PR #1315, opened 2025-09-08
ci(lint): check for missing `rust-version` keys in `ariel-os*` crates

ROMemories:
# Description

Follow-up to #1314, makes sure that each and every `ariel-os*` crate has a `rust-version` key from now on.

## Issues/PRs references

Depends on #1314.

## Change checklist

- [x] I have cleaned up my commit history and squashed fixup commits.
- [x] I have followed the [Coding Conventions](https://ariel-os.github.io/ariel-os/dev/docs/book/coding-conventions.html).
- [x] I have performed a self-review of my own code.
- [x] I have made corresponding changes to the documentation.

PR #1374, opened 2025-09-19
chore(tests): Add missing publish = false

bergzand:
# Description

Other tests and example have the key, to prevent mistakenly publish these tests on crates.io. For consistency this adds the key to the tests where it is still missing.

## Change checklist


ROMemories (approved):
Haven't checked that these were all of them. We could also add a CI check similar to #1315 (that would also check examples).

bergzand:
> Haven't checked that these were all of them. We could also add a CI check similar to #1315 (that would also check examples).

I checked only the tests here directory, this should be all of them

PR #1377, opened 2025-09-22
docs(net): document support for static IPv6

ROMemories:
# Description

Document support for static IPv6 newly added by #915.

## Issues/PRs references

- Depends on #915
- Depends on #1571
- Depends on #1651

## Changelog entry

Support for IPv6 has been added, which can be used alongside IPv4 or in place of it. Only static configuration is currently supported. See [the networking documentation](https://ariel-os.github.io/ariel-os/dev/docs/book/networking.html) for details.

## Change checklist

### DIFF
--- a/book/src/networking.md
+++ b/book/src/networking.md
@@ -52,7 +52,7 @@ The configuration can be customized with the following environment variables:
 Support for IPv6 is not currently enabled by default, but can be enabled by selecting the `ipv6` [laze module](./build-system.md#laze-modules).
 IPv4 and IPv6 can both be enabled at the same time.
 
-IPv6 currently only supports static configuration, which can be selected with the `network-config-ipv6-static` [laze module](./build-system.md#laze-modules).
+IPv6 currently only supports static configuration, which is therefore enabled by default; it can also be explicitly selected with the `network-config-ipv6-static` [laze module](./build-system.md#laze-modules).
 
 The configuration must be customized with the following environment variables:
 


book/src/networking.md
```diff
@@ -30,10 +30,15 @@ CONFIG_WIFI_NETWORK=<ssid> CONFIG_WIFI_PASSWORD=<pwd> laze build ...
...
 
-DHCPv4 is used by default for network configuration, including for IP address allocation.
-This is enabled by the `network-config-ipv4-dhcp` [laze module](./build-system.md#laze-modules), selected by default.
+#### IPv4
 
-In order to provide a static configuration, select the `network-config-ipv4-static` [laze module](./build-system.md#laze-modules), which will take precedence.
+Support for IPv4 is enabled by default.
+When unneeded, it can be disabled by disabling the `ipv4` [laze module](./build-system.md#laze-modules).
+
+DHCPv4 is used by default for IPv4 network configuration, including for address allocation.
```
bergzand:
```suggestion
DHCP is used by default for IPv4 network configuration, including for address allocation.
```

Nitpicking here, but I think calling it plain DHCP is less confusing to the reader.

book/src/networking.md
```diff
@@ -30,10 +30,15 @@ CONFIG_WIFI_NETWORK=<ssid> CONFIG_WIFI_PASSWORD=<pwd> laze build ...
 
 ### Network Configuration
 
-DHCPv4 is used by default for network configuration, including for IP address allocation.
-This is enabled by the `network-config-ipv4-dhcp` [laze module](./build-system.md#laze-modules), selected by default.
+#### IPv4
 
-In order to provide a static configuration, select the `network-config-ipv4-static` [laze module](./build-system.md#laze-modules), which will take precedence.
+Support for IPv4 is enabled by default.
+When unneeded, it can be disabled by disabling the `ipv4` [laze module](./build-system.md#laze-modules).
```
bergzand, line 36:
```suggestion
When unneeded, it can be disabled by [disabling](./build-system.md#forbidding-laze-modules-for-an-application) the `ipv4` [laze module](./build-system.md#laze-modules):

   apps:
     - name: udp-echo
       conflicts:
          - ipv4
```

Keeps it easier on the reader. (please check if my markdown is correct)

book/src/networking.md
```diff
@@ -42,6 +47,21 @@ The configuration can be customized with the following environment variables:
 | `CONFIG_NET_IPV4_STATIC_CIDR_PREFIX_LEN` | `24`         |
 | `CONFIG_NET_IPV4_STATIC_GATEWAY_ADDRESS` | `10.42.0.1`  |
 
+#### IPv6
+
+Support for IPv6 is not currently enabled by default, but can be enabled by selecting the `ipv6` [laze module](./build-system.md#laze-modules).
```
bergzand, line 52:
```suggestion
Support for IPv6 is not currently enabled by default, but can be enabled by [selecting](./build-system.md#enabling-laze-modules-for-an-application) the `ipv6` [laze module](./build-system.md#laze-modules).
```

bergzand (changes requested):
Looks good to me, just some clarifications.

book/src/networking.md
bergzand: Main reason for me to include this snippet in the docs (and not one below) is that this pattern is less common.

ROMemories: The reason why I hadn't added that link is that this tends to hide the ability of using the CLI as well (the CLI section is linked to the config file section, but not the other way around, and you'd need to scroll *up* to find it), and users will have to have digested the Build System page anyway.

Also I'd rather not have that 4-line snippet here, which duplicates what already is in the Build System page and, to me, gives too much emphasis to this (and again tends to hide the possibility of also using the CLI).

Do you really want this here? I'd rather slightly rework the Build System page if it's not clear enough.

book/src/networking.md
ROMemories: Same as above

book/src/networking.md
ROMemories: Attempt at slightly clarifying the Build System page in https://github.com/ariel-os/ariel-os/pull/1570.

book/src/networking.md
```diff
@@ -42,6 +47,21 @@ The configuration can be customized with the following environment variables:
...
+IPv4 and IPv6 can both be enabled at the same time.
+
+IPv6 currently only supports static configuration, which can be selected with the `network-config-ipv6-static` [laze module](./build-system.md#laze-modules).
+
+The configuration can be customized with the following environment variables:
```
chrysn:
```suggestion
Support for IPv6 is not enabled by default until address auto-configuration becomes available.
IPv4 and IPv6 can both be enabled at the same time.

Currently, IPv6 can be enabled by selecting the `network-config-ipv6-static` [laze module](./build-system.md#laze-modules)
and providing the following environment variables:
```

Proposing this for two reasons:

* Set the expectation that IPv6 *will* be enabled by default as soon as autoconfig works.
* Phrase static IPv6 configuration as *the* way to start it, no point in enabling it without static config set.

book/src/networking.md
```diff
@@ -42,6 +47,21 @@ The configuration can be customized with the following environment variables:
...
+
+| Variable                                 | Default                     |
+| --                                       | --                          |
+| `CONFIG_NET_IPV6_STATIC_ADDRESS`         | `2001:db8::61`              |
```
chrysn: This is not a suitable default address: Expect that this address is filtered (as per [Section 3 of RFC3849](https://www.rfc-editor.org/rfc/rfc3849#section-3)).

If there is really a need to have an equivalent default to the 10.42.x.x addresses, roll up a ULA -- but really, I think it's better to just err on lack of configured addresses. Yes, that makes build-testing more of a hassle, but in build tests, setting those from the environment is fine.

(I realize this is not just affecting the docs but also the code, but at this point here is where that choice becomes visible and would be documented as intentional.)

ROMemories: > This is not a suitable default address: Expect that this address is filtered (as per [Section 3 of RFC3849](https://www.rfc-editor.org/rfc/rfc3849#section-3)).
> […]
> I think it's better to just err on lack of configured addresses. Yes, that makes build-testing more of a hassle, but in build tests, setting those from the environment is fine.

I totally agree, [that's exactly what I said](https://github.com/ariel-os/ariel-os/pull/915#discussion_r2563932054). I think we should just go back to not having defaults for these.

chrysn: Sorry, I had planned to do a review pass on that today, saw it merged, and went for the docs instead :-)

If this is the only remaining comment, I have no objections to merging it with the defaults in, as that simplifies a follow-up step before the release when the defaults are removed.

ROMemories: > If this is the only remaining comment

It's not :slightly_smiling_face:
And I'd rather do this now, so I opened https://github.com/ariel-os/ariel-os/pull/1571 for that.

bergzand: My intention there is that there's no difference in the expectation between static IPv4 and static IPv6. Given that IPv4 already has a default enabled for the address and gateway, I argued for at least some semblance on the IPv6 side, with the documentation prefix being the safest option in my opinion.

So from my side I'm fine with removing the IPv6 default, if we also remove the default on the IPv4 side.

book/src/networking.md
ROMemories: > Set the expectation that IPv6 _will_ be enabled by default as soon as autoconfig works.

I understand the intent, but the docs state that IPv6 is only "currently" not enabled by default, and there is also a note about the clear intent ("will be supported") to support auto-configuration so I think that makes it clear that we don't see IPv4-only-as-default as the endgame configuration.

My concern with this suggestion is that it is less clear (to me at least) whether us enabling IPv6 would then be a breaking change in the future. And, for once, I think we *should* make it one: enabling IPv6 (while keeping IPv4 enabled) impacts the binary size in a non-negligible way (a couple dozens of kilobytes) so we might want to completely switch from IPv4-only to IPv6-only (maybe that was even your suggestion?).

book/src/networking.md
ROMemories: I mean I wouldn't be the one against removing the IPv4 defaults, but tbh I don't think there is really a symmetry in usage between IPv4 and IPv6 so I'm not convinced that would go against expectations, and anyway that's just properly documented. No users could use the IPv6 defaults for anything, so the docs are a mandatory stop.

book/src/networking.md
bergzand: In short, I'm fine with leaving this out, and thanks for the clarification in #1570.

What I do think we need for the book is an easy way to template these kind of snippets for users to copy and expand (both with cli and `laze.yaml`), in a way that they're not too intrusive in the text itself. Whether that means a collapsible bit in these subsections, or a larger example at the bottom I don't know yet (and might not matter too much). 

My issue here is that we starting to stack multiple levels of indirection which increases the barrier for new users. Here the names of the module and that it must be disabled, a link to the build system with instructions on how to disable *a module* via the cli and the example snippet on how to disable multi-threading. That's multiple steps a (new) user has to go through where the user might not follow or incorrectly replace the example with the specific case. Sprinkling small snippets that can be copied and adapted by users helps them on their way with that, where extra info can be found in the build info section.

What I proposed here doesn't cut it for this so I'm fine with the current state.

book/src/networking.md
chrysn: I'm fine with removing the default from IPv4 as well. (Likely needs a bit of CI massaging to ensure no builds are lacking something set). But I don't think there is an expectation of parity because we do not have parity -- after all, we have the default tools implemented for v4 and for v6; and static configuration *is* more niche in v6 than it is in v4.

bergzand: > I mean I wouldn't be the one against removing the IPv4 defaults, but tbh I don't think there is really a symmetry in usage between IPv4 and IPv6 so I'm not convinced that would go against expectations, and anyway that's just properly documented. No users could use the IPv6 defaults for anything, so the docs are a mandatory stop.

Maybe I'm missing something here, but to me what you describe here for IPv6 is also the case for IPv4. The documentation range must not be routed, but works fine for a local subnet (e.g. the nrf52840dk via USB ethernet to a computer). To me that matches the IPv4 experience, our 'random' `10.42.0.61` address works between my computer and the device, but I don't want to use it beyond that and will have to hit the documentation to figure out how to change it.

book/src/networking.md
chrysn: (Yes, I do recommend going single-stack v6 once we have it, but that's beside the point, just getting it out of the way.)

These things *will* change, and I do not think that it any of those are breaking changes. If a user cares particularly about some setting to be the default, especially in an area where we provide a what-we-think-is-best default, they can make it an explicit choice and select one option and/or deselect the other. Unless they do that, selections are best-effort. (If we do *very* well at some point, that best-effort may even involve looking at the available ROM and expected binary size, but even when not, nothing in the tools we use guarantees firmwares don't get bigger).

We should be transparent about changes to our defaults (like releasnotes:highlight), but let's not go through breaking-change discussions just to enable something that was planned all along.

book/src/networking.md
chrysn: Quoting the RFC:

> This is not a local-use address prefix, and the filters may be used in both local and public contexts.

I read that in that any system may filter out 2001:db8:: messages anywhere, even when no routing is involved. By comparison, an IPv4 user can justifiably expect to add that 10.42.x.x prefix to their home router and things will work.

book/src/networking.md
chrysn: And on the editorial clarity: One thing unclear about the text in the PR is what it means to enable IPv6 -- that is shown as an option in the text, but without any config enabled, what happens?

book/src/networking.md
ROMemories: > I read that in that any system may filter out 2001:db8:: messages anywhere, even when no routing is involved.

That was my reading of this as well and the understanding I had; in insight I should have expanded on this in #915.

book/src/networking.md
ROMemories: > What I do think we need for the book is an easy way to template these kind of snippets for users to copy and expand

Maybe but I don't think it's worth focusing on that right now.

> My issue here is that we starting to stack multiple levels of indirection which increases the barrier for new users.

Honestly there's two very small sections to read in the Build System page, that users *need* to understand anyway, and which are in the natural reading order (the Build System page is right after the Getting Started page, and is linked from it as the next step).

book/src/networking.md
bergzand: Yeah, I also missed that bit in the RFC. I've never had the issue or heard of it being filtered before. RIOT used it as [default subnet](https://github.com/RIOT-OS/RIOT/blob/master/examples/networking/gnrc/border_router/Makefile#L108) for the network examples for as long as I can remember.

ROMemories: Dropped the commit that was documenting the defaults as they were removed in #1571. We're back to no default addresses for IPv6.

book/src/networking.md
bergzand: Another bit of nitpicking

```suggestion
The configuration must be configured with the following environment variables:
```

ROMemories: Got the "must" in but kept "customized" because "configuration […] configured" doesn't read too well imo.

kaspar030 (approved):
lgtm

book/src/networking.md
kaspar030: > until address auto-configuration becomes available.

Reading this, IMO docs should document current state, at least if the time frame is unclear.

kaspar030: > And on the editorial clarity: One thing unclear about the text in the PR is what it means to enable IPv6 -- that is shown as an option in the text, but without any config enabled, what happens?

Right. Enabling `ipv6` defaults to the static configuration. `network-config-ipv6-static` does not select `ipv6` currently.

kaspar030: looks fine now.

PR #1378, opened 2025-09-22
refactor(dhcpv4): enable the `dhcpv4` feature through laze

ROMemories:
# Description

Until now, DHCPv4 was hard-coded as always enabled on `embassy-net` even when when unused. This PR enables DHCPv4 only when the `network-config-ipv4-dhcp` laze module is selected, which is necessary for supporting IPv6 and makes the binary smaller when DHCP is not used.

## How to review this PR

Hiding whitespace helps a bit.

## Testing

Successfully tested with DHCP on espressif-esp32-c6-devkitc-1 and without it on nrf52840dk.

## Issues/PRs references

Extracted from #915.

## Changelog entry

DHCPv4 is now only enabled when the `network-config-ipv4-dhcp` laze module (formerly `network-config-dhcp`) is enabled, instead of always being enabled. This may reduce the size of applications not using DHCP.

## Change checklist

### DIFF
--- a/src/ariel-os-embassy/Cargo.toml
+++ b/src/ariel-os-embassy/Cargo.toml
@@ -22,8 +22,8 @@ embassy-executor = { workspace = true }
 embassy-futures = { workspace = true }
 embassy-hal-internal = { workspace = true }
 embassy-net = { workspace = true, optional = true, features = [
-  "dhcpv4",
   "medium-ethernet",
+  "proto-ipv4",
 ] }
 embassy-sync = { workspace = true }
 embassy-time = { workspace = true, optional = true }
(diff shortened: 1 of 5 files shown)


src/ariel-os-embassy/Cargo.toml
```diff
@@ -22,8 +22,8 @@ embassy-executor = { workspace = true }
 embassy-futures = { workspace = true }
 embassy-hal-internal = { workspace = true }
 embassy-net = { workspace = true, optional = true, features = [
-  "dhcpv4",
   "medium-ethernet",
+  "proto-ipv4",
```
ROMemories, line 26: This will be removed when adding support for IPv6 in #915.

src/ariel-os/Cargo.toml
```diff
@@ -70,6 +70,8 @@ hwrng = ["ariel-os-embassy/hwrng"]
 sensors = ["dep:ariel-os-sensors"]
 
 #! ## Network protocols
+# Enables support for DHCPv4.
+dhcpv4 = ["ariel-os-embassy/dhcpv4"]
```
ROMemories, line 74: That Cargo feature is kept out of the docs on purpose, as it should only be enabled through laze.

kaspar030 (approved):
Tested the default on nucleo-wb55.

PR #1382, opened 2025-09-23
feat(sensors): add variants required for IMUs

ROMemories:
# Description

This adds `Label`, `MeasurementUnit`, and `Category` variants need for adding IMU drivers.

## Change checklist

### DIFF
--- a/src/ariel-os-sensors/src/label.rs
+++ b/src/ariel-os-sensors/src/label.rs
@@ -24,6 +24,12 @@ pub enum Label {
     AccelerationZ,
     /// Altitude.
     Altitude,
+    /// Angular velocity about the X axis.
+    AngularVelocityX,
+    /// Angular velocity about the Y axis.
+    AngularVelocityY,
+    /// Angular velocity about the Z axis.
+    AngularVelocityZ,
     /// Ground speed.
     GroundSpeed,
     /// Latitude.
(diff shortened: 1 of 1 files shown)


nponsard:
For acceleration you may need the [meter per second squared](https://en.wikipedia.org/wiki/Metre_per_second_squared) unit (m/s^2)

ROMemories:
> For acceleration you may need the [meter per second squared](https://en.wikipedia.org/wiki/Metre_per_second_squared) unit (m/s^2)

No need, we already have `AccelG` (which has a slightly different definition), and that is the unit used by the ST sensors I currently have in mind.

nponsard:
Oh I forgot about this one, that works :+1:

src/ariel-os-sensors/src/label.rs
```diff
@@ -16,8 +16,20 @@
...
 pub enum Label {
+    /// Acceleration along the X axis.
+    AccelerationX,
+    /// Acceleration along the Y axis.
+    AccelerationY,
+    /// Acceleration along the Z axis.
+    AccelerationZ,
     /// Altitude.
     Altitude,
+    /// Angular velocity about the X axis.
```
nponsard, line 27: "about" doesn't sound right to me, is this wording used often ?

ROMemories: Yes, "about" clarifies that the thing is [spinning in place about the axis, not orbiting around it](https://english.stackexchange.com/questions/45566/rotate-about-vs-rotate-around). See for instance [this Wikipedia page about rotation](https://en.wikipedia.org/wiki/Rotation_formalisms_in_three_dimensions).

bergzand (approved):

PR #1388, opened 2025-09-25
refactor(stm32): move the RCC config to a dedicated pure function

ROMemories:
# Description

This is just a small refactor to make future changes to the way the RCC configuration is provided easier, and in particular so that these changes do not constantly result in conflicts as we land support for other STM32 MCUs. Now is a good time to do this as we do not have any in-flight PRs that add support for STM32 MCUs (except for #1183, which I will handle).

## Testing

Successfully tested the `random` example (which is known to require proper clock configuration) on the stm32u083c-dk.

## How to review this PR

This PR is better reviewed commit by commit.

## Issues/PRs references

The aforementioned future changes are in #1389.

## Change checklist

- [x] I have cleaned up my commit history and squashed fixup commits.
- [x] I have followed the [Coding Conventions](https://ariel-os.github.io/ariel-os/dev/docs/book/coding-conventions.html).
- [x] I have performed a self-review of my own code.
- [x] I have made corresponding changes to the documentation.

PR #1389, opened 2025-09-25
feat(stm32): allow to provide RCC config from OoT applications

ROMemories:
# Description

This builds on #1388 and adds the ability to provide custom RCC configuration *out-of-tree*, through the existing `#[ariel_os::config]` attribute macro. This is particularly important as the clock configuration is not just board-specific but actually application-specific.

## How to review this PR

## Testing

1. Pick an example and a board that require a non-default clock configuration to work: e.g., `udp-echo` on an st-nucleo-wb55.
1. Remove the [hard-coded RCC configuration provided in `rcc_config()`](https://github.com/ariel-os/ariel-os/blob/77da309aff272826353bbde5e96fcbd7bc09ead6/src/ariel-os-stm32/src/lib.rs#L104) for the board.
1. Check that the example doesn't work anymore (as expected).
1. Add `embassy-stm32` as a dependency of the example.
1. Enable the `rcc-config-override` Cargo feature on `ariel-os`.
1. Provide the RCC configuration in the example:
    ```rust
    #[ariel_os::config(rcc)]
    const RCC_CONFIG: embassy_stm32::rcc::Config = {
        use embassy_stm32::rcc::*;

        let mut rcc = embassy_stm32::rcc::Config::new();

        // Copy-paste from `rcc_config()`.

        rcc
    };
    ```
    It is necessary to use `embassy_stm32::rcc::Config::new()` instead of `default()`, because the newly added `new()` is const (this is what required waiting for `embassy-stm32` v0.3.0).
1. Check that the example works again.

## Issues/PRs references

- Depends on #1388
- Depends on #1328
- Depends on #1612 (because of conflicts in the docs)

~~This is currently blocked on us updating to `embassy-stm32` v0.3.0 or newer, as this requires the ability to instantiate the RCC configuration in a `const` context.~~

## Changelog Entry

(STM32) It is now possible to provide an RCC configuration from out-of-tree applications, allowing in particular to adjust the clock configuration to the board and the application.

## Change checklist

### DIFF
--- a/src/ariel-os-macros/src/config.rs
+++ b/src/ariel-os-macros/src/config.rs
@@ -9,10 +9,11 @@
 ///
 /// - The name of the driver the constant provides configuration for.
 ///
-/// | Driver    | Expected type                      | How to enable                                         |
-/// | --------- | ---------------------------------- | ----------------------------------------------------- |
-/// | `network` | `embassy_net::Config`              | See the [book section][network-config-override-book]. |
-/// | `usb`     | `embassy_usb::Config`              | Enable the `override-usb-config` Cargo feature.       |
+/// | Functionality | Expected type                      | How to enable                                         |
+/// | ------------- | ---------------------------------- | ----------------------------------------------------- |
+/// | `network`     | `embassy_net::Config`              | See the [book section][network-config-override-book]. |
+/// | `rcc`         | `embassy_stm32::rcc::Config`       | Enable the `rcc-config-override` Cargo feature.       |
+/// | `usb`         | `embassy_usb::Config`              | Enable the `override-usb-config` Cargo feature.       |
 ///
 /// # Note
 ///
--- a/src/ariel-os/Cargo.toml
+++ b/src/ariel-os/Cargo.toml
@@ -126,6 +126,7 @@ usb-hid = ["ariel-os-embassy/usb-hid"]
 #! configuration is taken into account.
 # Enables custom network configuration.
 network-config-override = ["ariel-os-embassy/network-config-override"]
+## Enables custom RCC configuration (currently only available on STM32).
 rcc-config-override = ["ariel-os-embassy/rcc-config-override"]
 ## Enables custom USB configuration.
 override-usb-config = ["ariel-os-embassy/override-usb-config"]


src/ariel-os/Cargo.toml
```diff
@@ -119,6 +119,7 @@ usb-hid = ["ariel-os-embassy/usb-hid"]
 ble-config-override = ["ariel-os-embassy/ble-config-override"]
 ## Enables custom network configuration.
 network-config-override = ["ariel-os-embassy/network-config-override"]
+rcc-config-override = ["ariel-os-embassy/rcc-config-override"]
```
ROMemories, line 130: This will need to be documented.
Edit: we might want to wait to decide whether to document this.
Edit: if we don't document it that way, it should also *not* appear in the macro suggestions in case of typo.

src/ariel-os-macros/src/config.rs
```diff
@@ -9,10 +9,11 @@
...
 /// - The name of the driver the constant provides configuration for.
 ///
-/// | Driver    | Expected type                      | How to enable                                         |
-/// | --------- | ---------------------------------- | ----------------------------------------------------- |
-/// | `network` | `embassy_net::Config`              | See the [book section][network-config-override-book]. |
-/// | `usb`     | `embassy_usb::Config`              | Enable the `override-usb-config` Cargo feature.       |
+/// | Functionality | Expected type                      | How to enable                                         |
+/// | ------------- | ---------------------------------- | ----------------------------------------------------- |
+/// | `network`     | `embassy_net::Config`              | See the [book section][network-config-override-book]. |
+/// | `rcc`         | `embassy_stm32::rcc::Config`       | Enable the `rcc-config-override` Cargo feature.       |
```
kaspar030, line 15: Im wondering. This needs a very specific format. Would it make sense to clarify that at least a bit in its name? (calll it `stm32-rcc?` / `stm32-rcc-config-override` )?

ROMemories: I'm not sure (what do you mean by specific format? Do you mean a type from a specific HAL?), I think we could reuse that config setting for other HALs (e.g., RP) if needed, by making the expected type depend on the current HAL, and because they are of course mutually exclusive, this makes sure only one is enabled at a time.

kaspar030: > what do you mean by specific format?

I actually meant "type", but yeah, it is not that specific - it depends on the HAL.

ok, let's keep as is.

To do
Quote every line from the beginning of the entries up to and including the line that contains "Document support for static IPv6 newly".

Final answer
PR #1315, opened 2025-09-08
ci(lint): check for missing `rust-version` keys in `ariel-os*` crates

ROMemories:
# Description

Follow-up to #1314, makes sure that each and every `ariel-os*` crate has a `rust-version` key from now on.

## Issues/PRs references

Depends on #1314.

## Change checklist

- [x] I have cleaned up my commit history and squashed fixup commits.
- [x] I have followed the [Coding Conventions](https://ariel-os.github.io/ariel-os/dev/docs/book/coding-conventions.html).
- [x] I have performed a self-review of my own code.
- [x] I have made corresponding changes to the documentation.

PR #1374, opened 2025-09-19
chore(tests): Add missing publish = false

bergzand:
# Description

Other tests and example have the key, to prevent mistakenly publish these tests on crates.io. For consistency this adds the key to the tests where it is still missing.

## Change checklist


ROMemories (approved):
Haven't checked that these were all of them. We could also add a CI check similar to #1315 (that would also check examples).

bergzand:
> Haven't checked that these were all of them. We could also add a CI check similar to #1315 (that would also check examples).

I checked only the tests here directory, this should be all of them

PR #1377, opened 2025-09-22
docs(net): document support for static IPv6

ROMemories:
# Description

Document support for static IPv6 newly added by #915.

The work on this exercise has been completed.